As models approach commodity status, the incentive sharpens. If the model isn't meaningfully better than the next one, the moat isn't intelligence. It's entrenchment. Keeping customers on the infrastructure, on the meter, is how a provider avoids being swapped out.
These aren't niche players betting on a trend. Seven of the ten most valuable companies in the S&P 500 are in tech or semiconductors. They have more capital, more market power, and more structural leverage than IBM ever had in the mainframe era. The pattern may be the same, but the incumbents are stronger this time. The move from centralised to distributed won't happen by accident.
The fine line between convenience and dependency
None of this makes cloud AI bad. The products are good. The provider experience is polished, the integration is simple, and the productized tooling around the models, from code generation to agentic workflows, is genuinely useful and proven through adoption. For frontier reasoning and complex multi-step tasks, cloud is a reasonable default right now, especially while the ecosystem is still maturing.
The business model also funds what comes next. Training the next generation of models costs hundreds of millions of dollars. That money comes from API revenue and cloud contracts. The current model isn't just distribution, it's the engine that pushes the frontier forward.
But convenience and dependency look the same until you try to leave. Your data travels to someone else's infrastructure for every interaction. Your costs are set by someone else's pricing. Your capabilities are shaped by someone else's product roadmap. When models are commoditising while switching costs stay high, the value is accruing to the infrastructure provider, not to you.
Cheaper has a ceiling, but access compounds.
Cutting costs on existing work has a ceiling.

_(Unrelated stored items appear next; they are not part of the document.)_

Issue #1064, opened 2024-02-21
Use toml_edit instead of custom templating


mkenigs:
In `flox init`, we're using a template `manifest.toml` with identifiers to substitute. But if we're going to programmatically edit the file, we should just use `toml_edit`

AC:
- Use `toml_edit` instead of `String::replace` in `flox init`

oxcabe:
I'll work on this one :+1:

PR #1333, opened 2024-04-17
refactor: parse manifest template to `RawManifest`, use `toml_edit`

oxcabe:
## Proposed Changes

This PR replaces uses of `String::replace` for editing and populating placeholders in `manifest.toml` to use `toml_edit` instead.

Closes https://github.com/flox/flox/issues/1064.

## Release Notes
N/A.


cli/flox-rust-sdk/src/models/environment/path_environment.rs
```diff
@@ -566,14 +548,14 @@ pub mod test_helpers {
 
     use super::*;
 
-    pub fn new_path_environment(flox: &Flox, contents: &str) -> PathEnvironment {
+    pub fn new_path_environment(flox: &Flox, manifest: &RawManifest) -> PathEnvironment {
```
mkenigs, line 551: suggestion: leave this accepting a `&str`. That will fix the broken tests, and I think it's easier to write tests when you can just pass a string

cli/flox-rust-sdk/src/models/environment/mod.rs
```diff
@@ -459,6 +463,10 @@ pub enum EnvironmentError {
 
     #[error("could not read manifest")]
     ReadManifest(#[source] std::io::Error),
+    #[error("Failed parsing contents of manifest")]
+    ParseManifest(#[source] toml_edit::de::Error),
```
mkenigs, line 467: nit
```suggestion
    // Should be unreachable since we control the template
    #[error("Failed parsing contents of template manifest")]
    ParseTemplateManifest(#[source] toml_edit::de::Error),
```

assets/manifest_template.toml
```diff
@@ -7,7 +7,8 @@
 # List packages you wish to install in your environment inside
 # the `[install]` section.
 [install]
-_FLOX_INIT_INSTALL
+# hello.pkg-path = "hello"
+# nodejs = { version = "^18.4.2", pkg-path = "nodejs_18" }
```
mkenigs, line 11: suggestion: insert these comments programmatically. If we install an actual package, we don't need to provide a commented out example

cli/flox-rust-sdk/src/models/environment/path_environment.rs
```diff
@@ -479,57 +482,36 @@ impl PathEnvironment {
         Self::open(flox, pointer, dot_flox_path, temp_dir)
     }
 
-    /// Replace all placeholders in the manifest file contents
-    ///
-    /// TODO: we should probably be using toml_edit
-    fn replace_placeholders(
-        contents: &String,
+    /// Replace all placeholders in the `manifest.toml` file
+    fn replace_manifest_template_placeholders<'a>(
```
mkenigs, line 486: nit: probably needs a rename since there aren't placeholders anymore

cli/flox-rust-sdk/src/models/environment/path_environment.rs
```diff
@@ -398,20 +397,24 @@ impl PathEnvironment {
             ))?,
         }
 
-        let template_contents = fs::read_to_string(env!("MANIFEST_TEMPLATE"))
-            .map_err(EnvironmentError::ReadManifest)?;
-
-        let manifest_contents =
-            Self::replace_placeholders(&template_contents, system, customization);
+        // Read and parse `manifest.toml` TOML template asset containing placeholders
+        let mut manifest_template = fs::read_to_string(env!("MANIFEST_TEMPLATE"))
```
mkenigs, line 401: note (not something you need to fix, just a thought): I'm not really sure why we're even reading this file instead of just using `include_str`. I think it might make more sense to use `include_str` inside the templating function, and then we can ensure with unit tests that the file can be parsed as TOML. And the templating function doesn't need to support arbitrary `&RawManifest`s, it just needs to support this one.

Is there any reason we're not using `include_str` @ysndr @zmitchell ?

ysndr: technically `fs::read_to_string(env!("MANIFEST_TEMPLATE"))` allows you to try different templates without recompiling. It also allows you to inspect the template separately from the binary


However, since the only case where you want to change these is during development where you can just `cargo run` and being able to _see_ the template is not really relevant (and the file is small) I think using `include_str` at least prevents a relatively rare runtime error from trying to read the file.

cli/flox-rust-sdk/src/models/environment/path_environment.rs
ysndr: Currently the `write_new` method is explicitly documented to write _anything_ entirely unverified.
IMO the more correct implementation would require validated inputs (e.g. CanonicalPath and RawManifest). But to a degree, `init` is already doing those checks.
It might be clearer to rather call the function `write_new_unchecked`, so its more clear why it takes lower level arguments.

cli/flox-rust-sdk/src/models/environment/path_environment.rs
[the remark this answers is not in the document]
oxcabe: This could be ideal, a reason we could argue against this is that `toml_edit` does not seem to support comment manipulation, it just preserves them.

Having a template string could allow us to define comments there, which could be helpful to end users.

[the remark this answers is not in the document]
ysndr: `toml_edit` does provide comment manipulation, they call it `Decor`:

```rust
let mut doc: DocumentMut = _;
let doc_decor = doc.decor_mut();
doc_decor.set_prefix("...");   /// should set the comments at the head of the document


let mut install_table = Table::new();
let table_decor = install_table.decor_mut();
install_key_decor.set_prefix("...");   /// a) decor above the `install` table 

doc.insert_formatted("install", install_table);


// b) maybe this is required to get the comment in the right place alternative to a)
doc.key_mut("install").unwrap().leaf_decor_mut().set_prefix("...")
```

Check the docs on Table there's a couple deprecated methods around decor usages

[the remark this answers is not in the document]
oxcabe: Ah, nice, didn't know about that!

I searched for "comment" and nothing showed up, then assumed comments weren't supported. Thanks!

mkenigs:
Just a heads up, this is going to have merge conflicts with https://github.com/flox/flox/pull/1299

oxcabe:
Should I finish this ASAP?

mkenigs:
I think honestly it would be better to wait till 1299 gets in and then deal with conflicts :/

oxcabe:
The implementation design and approach taken could be reviewed. A few failing tests have to be checked before we consider this functionally correct, though.

cli/flox-rust-sdk/src/models/manifest.rs
```diff
@@ -1,24 +1,269 @@
...
+        let mut hook_table = Table::new();
+
+        if let Some(ref hook_on_activate_script) = customization.hook_on_activate {
+            let on_activate_content = formatdoc! {r#"
+                """
+                {}
+                """"#
+            , indent::indent_all_by(2, hook_on_activate_script)};
+
+            hook_table.insert("on-activate", value(on_activate_content));
```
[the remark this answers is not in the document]
ysndr: note: `toml_edit`/`toml_edit::value` already adds `"""` markers around multi line strings.
in fact adding these ourselves seems to actually produce quite wrong output:

I think it should be enough to make sure "on_activate_content" ends with a newline:


```rust
    #[test]
    fn multiline() {
        let mut doc = DocumentMut::new();

        doc.insert("no-newline", toml_edit::value("hello"));
        doc.insert("with-newline", toml_edit::value("world\n"));

        let multi_line_with_markers = formatdoc! {r#"
                """
                echo "hello"
                echo "world"
                """"#
            };
        doc.insert("multi_line_with_markers", toml_edit::value(multi_line_with_markers));

        println!("{doc}");
    }
```

Outputs:
```
no-newline = "hello"
with-newline = """
world
"""
multi_line_with_markers = """
\"\"\"
echo \"hello\"
echo \"world\"
\"\"\""""
```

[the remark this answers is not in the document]
ysndr: suggestion: remove indentation or indent by 4 spaces

the indent is already only stylistic, I'm not sure if we should have it at all but I see the point of it maybe being more readable.
I guess unless it cuases issues with embedding into the activate script, we can just keep it.
Still, the indent should be the same for actual values and the decor.

cli/flox-rust-sdk/src/models/manifest.rs
```diff
@@ -1,24 +1,269 @@
...
+            "#});
+        };
+
+        hook_table.decor_mut().set_prefix(indoc! {r#"
+            # The `hook.on-activate` script is run by the *bash* shell immediately upon
+            # activating an environment, and will not be invoked if Flox detects that the
+            # environment has previously been activated. Variables set by the script will
+            # be inherited by `[profile]` scripts defined below. Note that any stdout
+            # generated by the script will be redirected to stderr.
+        "#});
```
ysndr, line 135: suggestion: move this up before populating the table so we dont set the prefix as the last step ^^

cli/flox-rust-sdk/src/models/manifest.rs
```diff
@@ -1,24 +1,269 @@
...
+        // `[profile]` table
+        let mut profile_table = Table::new();
+
+        match customization {
+            InitCustomization {
+                profile_common: None,
+                profile_bash: None,
+                profile_zsh: None,
+                ..
+            } => {
```
ysndr, line 148: suggestion (nb): handle these individually, i.e. keep other profile scripts documented even if only one is used.
The counterargument is that it adds unnecessary noise

I'll check if there is a preference, for now we can keep it as is.

cli/flox-rust-sdk/src/models/manifest.rs
```diff
@@ -1,24 +1,269 @@
...
+                        {}
+                        """
+                    "#, value(
+                    customization
+                        .profile_common
+                        .as_deref()
+                        .map(|profile_common| indent::indent_all_by(2, profile_common))
+                        .unwrap_or("".to_string()),
+                    )}),
+                );
```
ysndr, line 178: 1) `toml_edit::value` twice in this is weird (kinda calls for three sets of `"""`)
2) see above comment about adding indentation and removing `"""`

cli/flox-rust-sdk/src/models/manifest.rs
```diff
@@ -1,24 +1,269 @@
...
+                        """
+                        {}
+                        """
+                    "#, value(
+                    customization
+                        .profile_bash
+                        .as_deref()
+                        .map(|profile_bash| indent::indent_all_by(2, profile_bash))
+                        .unwrap_or("".to_string()),
+                    )}),
```
ysndr, line 191: 1) `toml_edit::value` twice in this is weird (kinda calls for three sets of `"""`)
2) see above comment about adding indentation and removing `"""`

cli/flox-rust-sdk/src/models/manifest.rs
```diff
@@ -1,24 +1,269 @@
...
+                        """
+                        {}
+                        """
+                    "#, value(
+                    customization
+                        .profile_zsh
+                        .as_deref()
+                        .map(|profile_zsh| indent::indent_all_by(2, profile_zsh))
+                        .unwrap_or("".to_string()),
+                    )}),
```
ysndr, line 205: 1) `toml_edit::value` twice in this is weird (kinda calls for three sets of `"""`)
2) see above comment about adding indentation and removing `"""`

cli/flox-rust-sdk/src/models/manifest.rs
```diff
@@ -1,24 +1,269 @@
...
+                );
+            },
+        };
+
+        if let Some(ref _custom_profile) = customization.profile_common {
+            // .map(|table| table.insert("common", indent::indent_all_by(2, custom_profile)))
+            // manifest[MANIFEST_PROFILE_TABLE_KEY];
+            dbg!(MANIFEST_PROFILE_TABLE_KEY);
+            todo!();
+        }
```
ysndr, line 215: ?

cli/flox-rust-sdk/src/models/manifest.rs
```diff
@@ -1,24 +1,269 @@
...
+
+        profile_table.decor_mut().set_prefix(indoc! {r#"
+            # Scripts defined in the `[profile]` section are *sourced* by *your shell* and
+            # inherit environment variables set in the `[vars]` section and by `[hook]` scripts.
+            # The `profile.common` script is sourced by all shells and special care should be
+            # taken to ensure compatibility with all shells. The `profile.bash` and `profile.zsh`
+            # scripts are then sourced by the corresponding shell.
+        "#});
```
ysndr, line 223: suggestion: move setting prefix up above setting values

cli/flox-rust-sdk/src/models/manifest.rs
```diff
@@ -1,24 +1,269 @@
...
+        options_table.insert_formatted(
+            &Key::new(MANIFEST_SYSTEMS_ARRAY_KEY).with_leaf_decor(Decor::new(
+                indoc! {r#"
+
+                    # An environment that works on one system is guaranteed to work on the same type
+                    # of system, but other systems may not have the same packages available, etc.
+                    # In order to use the environment on a system you must explicitly add it to the
+                    # `options.systems` list.
+                "#},
+                " ",
```
ysndr, line 245: a single space?

cli/flox-rust-sdk/src/models/manifest.rs
```diff
@@ -1,24 +1,269 @@
...
+            )),
+            value(Array::from_iter(systems)),
+        );
+
+        manifest.insert_formatted(
+            &Key::new(MANIFEST_OPTIONS_TABLE_KEY),
+            Item::Table(options_table),
+        );
+
+        RawManifest(manifest)
```
ysndr, line 255: quib: I'm still thinking whether we need a `check` method and whether that would be on `RawManifest` or `TypedManifest`
I do think we need to try parse what we have created here (at least in a test!).

ysndr: > [!IMPORTANT]
> suggestion: this method needs to generate both "`v0`" (no `version` field) and `v1` (`version = 1`) manifests
> note that @zmitchell is currently also working on making `flox init` compatible with `v1` manifests there is some ovelap in both your work

cli/flox-rust-sdk/src/models/manifest.rs
```diff
@@ -1,24 +1,269 @@
...
+    }
+
+    pub fn get_packages(
+        &self,
+    ) -> std::option::Option<Vec<(Vec<&toml_edit::Key>, &toml_edit::Value)>> {
+        self.as_table()
+            .get(MANIFEST_INSTALL_TABLE_KEY)
+            .and_then(|item| item.as_table().map(|table| table.get_values()))
+            .and_then(|vec| if vec.is_empty() { Some(vec) } else { None })
+    }
```
ysndr, line 265: suggestion: i'd  prefer not accessing packages throught the `RawManifest` as it is in conflict with the `Typed*` variants.
to check whether a build is necessary i think we can keep checking the `InstallCustomization` instead

cli/flox-rust-sdk/src/models/environment/path_environment.rs
```diff
@@ -383,26 +376,20 @@ impl PathEnvironment {
...
-        if let Some(ref packages) = customization.packages {
-            // Ignore the result, because we know there can't be packages already installed
-            // TODO: once we use toml_edit for replace_placeholders,
-            // we should add packages using insert_packages() in replace_placeholders
-            // and then do a build instead of calling `install`.
-            environment.install(packages, flox)?;
+        // Build environment if manifest has packages installed
+        if manifest.get_packages().is_some() {
+            environment.build(flox)?;
         }
```
ysndr, line 393:
```suggestion
        // Build environment if customization installs at least one package
        if matches!(customization.packages.as_deref(), Some([_, ..])) {
            environment.build(flox)?;
        }
```

ysndr (dismissed):
Looks like a lot of suggestions, but i think this looks pretty good already. No major concerns. Looking forward to leave string substitution behind soon!

oxcabe:
Thanks! I'll address them later on today 👍

cli/flox-rust-sdk/src/models/environment/core_environment.rs
```diff
@@ -104,6 +104,7 @@ impl<State> CoreEnvironment<State> {
     ///
     /// todo: should we always write the lockfile to disk?
     pub fn lock(&mut self, flox: &Flox) -> Result<LockedManifest, CoreEnvironmentError> {
+        // println!("{}", &self.manifest_content().unwrap());
```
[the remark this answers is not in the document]
oxcabe: Good catch :grimacing:

mkenigs (changes requested):
@ysndr may have already mentioned some things that need to be tested, but `RawManifest::new` should have a few unit tests

zmitchell:
I'm about to do my own review, just FYI

cli/flox-rust-sdk/src/models/manifest.rs
```diff
@@ -1,24 +1,269 @@
...
+        let mut manifest = DocumentMut::new();
+
+        // `[install]` table
+        let mut install_table = if let Some(packages) = &customization.packages {
+            let packages: Vec<(String, Value)> = packages
+                .iter()
+                .map(|pkg| (pkg.id.clone(), Value::InlineTable(InlineTable::from(pkg))))
+                .collect();
+
+            Table::from_iter(packages)
```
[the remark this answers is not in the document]
oxcabe: I was having a tough start with the `toml_edit` crate and it shows a lot here specially :sweat_smile:

Thank you for your suggestions!

cli/flox-rust-sdk/src/models/manifest.rs
```diff
@@ -1,24 +1,268 @@
...
+
+use super::environment::path_environment::InitCustomization;
 use crate::data::{System, Version};
 use crate::models::pkgdb::PKGDB_BIN;
 
 pub(super) const DEFAULT_GROUP_NAME: &str = "toplevel";
 pub(super) const DEFAULT_PRIORITY: usize = 5;
 
+/// Represents the `[install]` table key in manifest.toml
+pub const MANIFEST_INSTALL_TABLE_KEY: &str = "install";
```
zmitchell, line 32: Nitpick: I don't think you need the type in the name of the constant

zmitchell:
Just FYI this doesn't build for me, there's a handful of compilation errors

cli/flox-rust-sdk/src/models/manifest.rs
zmitchell: Yeah I'd prefer to just have `common` in there, we're about to add two more shells and I don't think we want this comment to grow with each shell we add

cli/flox-rust-sdk/src/models/manifest.rs
zmitchell: I think that check should be done when converting/parsing to `TypedManifest` i.e. parse don't validate

oxcabe:
Should compile now

cli/flox-rust-sdk/src/models/manifest.rs
oxcabe: I didn't know this before your comment but Rust requires constants to be explicitly typed: https://doc.rust-lang.org/rust-by-example/custom_types/constants.html

zmitchell: Correct

oxcabe: Having re-read your first comment I think you were referring to the "TABLE" part inside the const identifier. Is this correct?

cli/flox-rust-sdk/src/models/manifest.rs
oxcabe: I'm unsure what to do about this `check` feature but I'll add unit tests to cover `RawManifest::new_documented`.

oxcabe:
How should we approach unit tests?

mkenigs:
> How should we approach unit tests?

I would add a bunch of tests for `new_documented`, and I would lean towards checking assertions about `RawManifest::to_string` rather than `RawManifest` itself, because we care how it looks to users. Tests cases will probably be brittle and have large walls of text, but I don't think that's much of an issue because it should be easy to update, and I think that's the best way to ensure we get stuff like spacing right. Others may disagree but that's my take 🤷 

I would probably add cases for:
- With no customizations, we get what we expect
- `use_catalog` works and doesn't break heading
- non-empty packages works
- `hook_on_activate` works
- Having some profile scripts works

cli/flox-rust-sdk/src/models/manifest.rs
mkenigs: I think that's all we need now

cli/flox-rust-sdk/src/models/manifest.rs
```diff
@@ -1,24 +1,233 @@
...
+            # activating an environment, and will not be invoked if Flox detects that the
+            # environment has previously been activated. Variables set by the script will
+            # be inherited by `[profile]` scripts defined below. Note that any stdout
+            # generated by the script will be redirected to stderr.
+        "#});
+
+        if let Some(ref hook_on_activate_script) = customization.hook_on_activate {
+            let on_activate_content = indent::indent_all_by(4, hook_on_activate_script);
+
+            hook_table.insert("on-activate", toml_edit::value(on_activate_content));
```
mkenigs, line 117: suggestion blocking: the Python activate hook doesn't have a trialing newline, so I'm seeing:
```
    # End autogenerated by Flox"""
```
The `"""` should be on the next line. We probably need to change the init hooks, not code here though

mkenigs (commented):
Tests look good! Just a few minor comments left, only one blocking

cli/flox-rust-sdk/src/models/manifest.rs
```diff
@@ -1,24 +1,233 @@
...
+                    # common = """
+                    #     echo "it's gettin' flox in here"
+                    # """"#
+                });
+            },
+            _ => {
+                if let Some(profile_common) = &customization.profile_common {
+                    profile_table.insert(
+                        "common",
+                        toml_edit::value(indent::indent_all_by(4, profile_common)),
```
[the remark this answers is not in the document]
oxcabe: I probably mixed this with other code — will set it back to 2.

cli/flox-rust-sdk/src/models/manifest.rs
```diff
@@ -613,6 +856,354 @@ ripgrep = {}
...
+            # """
+
+            # Scripts defined in the `[profile]` section are *sourced* by *your shell* and
+            # inherit environment variables set in the `[vars]` section and by `[hook]` scripts.
+            # The `profile.common` script is sourced by all shells and special care should be
+            # taken to ensure compatibility with all shells. The `profile.bash` and `profile.zsh`
+            # scripts are then sourced by the corresponding shell.
+            [profile]
+            common = """
+                echo \"Hello from Flox\"
```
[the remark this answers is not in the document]
oxcabe: After doing some research, it seems not trivial to achieve this behavior. See: https://github.com/toml-rs/toml/issues/590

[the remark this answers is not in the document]
mkenigs: Okay I think we can leave it for now then

cli/flox-rust-sdk/src/models/manifest.rs
```diff
@@ -613,6 +856,354 @@ ripgrep = {}
...
+            #
+
+            # List packages you wish to install in your environment inside
+            # the `[install]` section.
+            [install]
+            # hello.pkg-path = "hello"
+            # nodejs = { version = "^18.4.2", pkg-path = "nodejs_18" }
+
+            # Set environment variables in the `[vars]` section. These variables may not
+            # reference once another, and are added to the environment without first
```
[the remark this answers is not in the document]
mkenigs: Did this one get fixed?

mkenigs (approved):
Looks good!

cli/flox-rust-sdk/src/models/manifest.rs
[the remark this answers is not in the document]
oxcabe: It did but messed up the git history afterward. Adding it again!

oxcabe:
> The newline broke some tests

Got it. I'll fix them.

mkenigs (approved):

The real case for distributed AI isn't about making the same work cheaper. It's what becomes possible when the constraint is removed entirely.
The printing press didn't make the same number of books cheaper. It created a world where exponentially more books existed, because the cost of producing one collapsed. Ideas that would never have been published suddenly were.

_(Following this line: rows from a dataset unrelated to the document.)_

PR #1425, opened 2024-05-09
fix(init): Support dots in final path item

dcarley:
## Proposed Changes

Resolve any dots in paths when determining the environment name so that
`init -d` works when the final path item is a single or double dot.

We can't use `canonicalize` because it will return an error if the path
doesn't exits which breaks our existing behaviour for init against a
directory that doesn't yet exist:

- https://doc.rust-lang.org/std/path/struct.Path.html#method.canonicalize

Local AI opens the same door. When running a model costs nothing extra, you stop asking "is this task worth an API call?" and start asking "what else could I use this for?" That shift, from rationing to exploring, is where new use cases get created. Not by the companies selling the infrastructure, but by the people using it.
When capability is distributed, the value accrues to the people doing the work, not just the companies providing the tools.
Every major computing paradigm started centralised and moved to the edge. AI will not be the exception. The question is whether we build toward that future intentionally, or wait for the incumbents to decide when it's convenient - if at all.
What Else?
The open-source gap is shrinking. How fast is it actually closing, and when does "good enough" start to mean "better than what most companies need"?
Apple Silicon as a local AI platform. The most capable consumer hardware ever built is sitting on millions of desks, and almost nobody is framing it as a local AI play.
Local tooling needs its own moment. The local AI ecosystem needs its own version of the developer experience that cloud providers have spent years refining. Projects like OpenRouter are early signals, but the tooling gap is still the biggest barrier to adoption.
The procurement question. When does "we can run this ourselves" start showing up in enterprise contract negotiations? That's when the economics of this article stop being theoretical.